McKee has been directly responsible for the major improvements in the state's public-education system in the past 15 years. Consider that Mayoral Academies and Achievement First are the best-performing public schools in the state.

The often arrogant Kalus might be the feistiest candidate in recent Rhode Island political history, which can make her both very entertaining and irritating. She often raises important issues but fails to develop them or offer a specific executable action plan. And her business life has included examples of extreme volatility, harshness and an inability to get along with people. It’s hard to see her as managing the thousands of people in state government. (Some of her business activities remain mysterious.)

A "bulldog" approach in business is not disturbing per se. And her salty language is not a disqualifier. We have often been called worse by frustrated and angry public figures than what she –- unfortunately – has called people she’s been fighting with.

McKee has significant accomplishments beyond education. When he assumed the governorship, he developed a strategy that transformed Rhode Island’s COVID-19 vaccination program and, in fact, took Rhode Island from worst to first — and cleaned up the incoherent program left by Gov. Gina Raimondo and Dr. Nicole Alexander-Scott. This saved hundreds, if not thousands, of lives.

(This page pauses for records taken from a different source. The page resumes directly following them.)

Issue #1165, opened 2016-11-20
Death - is it working correctly?


MarkL1961:
Load the attached save, cancel buying items and focus on the pharmacies.
Last invis emergency enters, takes the cure and you hear the boo, advisor pops up and mentions that you have killed a patient.  The patient though shows the cured icon and is cured.  At this point pause the game and take a look round, there are not many places to be cured or die so it won't take long.
If it wasn't him who did die and why can't you see it?
I have also seen in another level where a patient falls down to die, gets up and walks out!  The above happens every time with this save, couldn't get a save to replicate the second observation though
https://www.dropbox.com/s/7nqjf23yew91hkg/Autosave2.sav?dl=0

mugmuggy:
Just took a look at this one. Kill 'em twice
https://github.com/CorsixTH/CorsixTH/blob/63afae1554a2abeba225d5865f5ea77b18e73c78/CorsixTH/Lua/hospital.lua#L1286-L1291

Already dead patients from emergency_patients will retrigger the patient:die() call upon end of emergency as they aren't in a room - like patients waiting to be treated which is the intent obviously here. Maybe we just need to check `not patient.dead` as well.

TheCycoONE:
Thanks @MarkL

PR #1305, opened 2017-12-10
[RDY] Kill patients only once during emergencies

mugmuggy:
Adds a check for patient.dead so Patient:die isn't called again as is happening in #1165


TheCycoONE:
Other people with contribute access, please hold off on merging this until after the release.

His strategy in using federal funds from the American Rescue Plan Act is sound and may be transformative in Rhode Island’s future. He plans to have the state spend $500 million to build more affordable housing. This would have at least four positive impacts – tending to curb overall housing costs by increasing supply; providing urgently needed safe housing to lower-income Rhode Islanders;  creating thousands of construction-related jobs for years to come, and speeding up efforts by the state to train more people to work in the building trades.

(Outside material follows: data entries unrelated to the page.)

PR #1310, opened 2017-12-20
[RFC] Add mouse capture option to option menus

### LINKED ISSUE #1309: Add toggle option for mouse capture
In #1264 and #1280 logic was added to capture the mouse. Whilst this can be toggled with a keyboard shortcut (CTRL+F10) or in the configuration it is not an accessible option for novice users. 

Instead we should add another option called something like `Capture Mouse` in the main options window. Personally this was the first place I looked before having to look at the above PRs to disable mouse capture. 

I'm happy to look into this as the changes should be relatively simple. However I'm posting this issue if anybody has any concerns / feedback before the work is completed?

DavidFair:
This PR adds a new toggle to the options menu and in game tool-bar to toggle whether the mouse should be captured in the current window or not.

I've re-factored how the y positions of buttons in the options menu are calculated, instead of having to recalculate the Y position of all buttons when we add a new one. Instead we keep track internally of the y position and call a function which gives us a new co-ord and increments that counter.

I've adds three new strings which must be localised too:
- menu_options.capture_mouse
- options_window.capture_mouse
- tooltip.options_window.capture_mouse

I've also updated .gitignore with some additional files which should be ignored.

Fixes #1309 

----

To test:
- Start CorsixTH
- Go to options menu and check button is sane (e.g. is pressed on when the setting is on)
- Try toggling the option and check the you can move the mouse out of the window or cannot
- Check the configuration file is updated each time you click it
- Close and open the options window, is the state preserved
- Go into any level
- Go to the top toolbar and check that the state you left it in is preserved
- Check that if you toggle the option the mouse is correctly captured
- Check the config is saved each time you toggle it on or off


.gitignore
```diff
@@ -69,9 +69,26 @@ CorsixTH/CorsixTH.sln
...
+# Debugging related files
 CorsixTH/Lua/debug_script.lua
 CorsixTH/Lua/debugger.lua
+mobdebug.lua
 
 # For AnimView output
 VSPR-0.xml
 *export.log
+
+# CMake related files
```
TheCycoONE: Since you added this header, the top five items in this file are all CMake related as well.

CorsixTH/Lua/dialogs/menu.lua
```diff
@@ -636,12 +636,21 @@ function UIMenuBar:makeGameMenu(app)
   end
   options:appendCheckItem(_S.menu_options.lock_windows, boolean_runtime_config"lock_windows")
 
+  -- Edge Scrolling
   options:appendCheckItem(_S.menu_options.edge_scrolling,
     not app.config.prevent_edge_scrolling,
     function(item) app.config.prevent_edge_scrolling = not item.checked end,
```
TheCycoONE: Not relevant to your PR, but I just noticed this toggle doesn't save, when the others do.

CorsixTH/Lua/dialogs/resizables/options.lua
```diff
@@ -67,6 +86,13 @@ function UIOptions:UIOptions(ui, mode)
   self.default_button_sound = "selectx.wav"
   self.app = app
 
+  -- Tracks the current position of the object
+  self._current_option_index = 1
+
+  -- Constants for most button's width and height
+  local BTN_WIDTH = 135
```
TheCycoONE: +1

CorsixTH/Lua/dialogs/resizables/options.lua
```diff
@@ -226,6 +273,14 @@ function UIOptions:buttonFullscreen(checked)
...
 end
 
+function UIOptions:buttonMouseCapture(checked)
+  local app = self.ui.app
+  app.config.capture_mouse = not app.config.capture_mouse
+  app:saveConfig()
+  app:setCaptureMouse()
+  self.mouse_capture_button:setLabel(app.config.capture_mouse and _S.options_window.option_on or _S.options_window.option_off)
+end
+
```
TheCycoONE: Remove this line if there are other changes, should be one empty line.

.gitignore
```diff
@@ -19,6 +19,9 @@ CorsixTH/config.txt
 *.exe
 Thumbs.db
 
+# For built binary
+CorsixTH/CorsixTH
```
TheCycoONE: I generally discourage building in the root source directory. Building out of source isn't well supported yet, but building in a build*/ subdirectory works really well.

CorsixTH/Lua/app.lua
```diff
@@ -472,6 +472,13 @@ function App:loadMainMenu(message)
   end
 end
 
+--! Sets the mouse capture to the state set within
+--! app.config.capture_mouse
+function App:setCaptureMouse()
+  self.video:setCaptureMouse(self.config.capture_mouse)
+end
+
+
```
TheCycoONE: 1 line

CorsixTH/Lua/dialogs/menu.lua
DavidFair: I'll open another issue to look into it. It should be minor but deserves it's own testing to be sure we have got it working properly

DavidFair: I've opened #1311 - I'll look into it another day as it looks like a simple job, but I suspect other buttons could also be broken too.

TheCycoONE: Thanks, I was going to do this but got sleepy 👍

TheCycoONE:
Code review LGTM
I'll play test this later today.

TheCycoONE:
Plays well to me too.
Ready to merge @DavidFair or did you want to fiddle with the history first?

DavidFair:
Let's merge as is. If we need to roll back the refactor we revert a single commit rather than all features at once.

Kalus’s assertion that she would build 20,000 new housing units each year is implausible. Rhode Island built about 1,500 units annually.  There are an inadequate number of people in the building trades as it is, and lands permitted for new construction are scarce. Kalus implies that she would steamroll the zoning laws of such suburban and rural communities as Barrington, Exeter and Richmond for this new construction. This won’t work.

McKee is understated, and his messaging is often underwhelming. The Trump-style Kalus may put on a lively show, but her claims too often are not based on facts. In style and manner, McKee is the conservative and Kalus the radical.

She said that she wants to cut taxes drastically —a perennial popular promise by many politicians. It’s low-hanging but hollow fruit. On the one hand, she wants big new state programs, on the other hand, to slash taxes. Kalus hasn’t provided examples of direct spending cuts to offset the lack of revenue. Such offsets are essential in responsible Governance 101. It's easy to promise the moon and stars, but you have to know how to get there, not just curry votes.

Four years of Kalus as governor could be quite a spectacle, thus good for expanding our readership, but an alarming choice for Rhode Island’s future.

So GoLocal endorses Dan McKee for governor and hopes that if elected, he’d be laser-focused on building on his education successes to transform Rhode Island’s K-12 learning. It would be among the most meaningful accomplishments by any governor and would transform Rhode Island’s economy.

Every company would want to be in a state full of bright, educated, and motivated citizens. Consider that a major reason that Massachusetts remains such a rich state is the quality of its public education.